(Collected data entries)
• • • • •

PR #222, opened 2017-06-19
Bump the artman version to 0.4.7

ethanbao:


ethanbao:
Reviewers, the smoke-java test is known to fail and will pass after googleapis/artman:0.4.7 is released to docker hub.

PR #810, opened 2020-11-03
[DUOS-820][risk=no] Add user validation to legacy DAR modification calls

rushtong:
## Addresses
https://broadinstitute.atlassian.net/browse/DUOS-820

## Changes
* Validate that the user is the create user for the DAR or an admin in these methods:
  * PUT /api/dar/{id}
  * PUT /api/dar/partial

• • • • •

Reproduce, with both ends included, the lines from the one holding "Validate that the" to the end of the records above.

- Task solution -
* Validate that the user is the create user for the DAR or an admin in these methods:
  * PUT /api/dar/{id}
  * PUT /api/dar/partial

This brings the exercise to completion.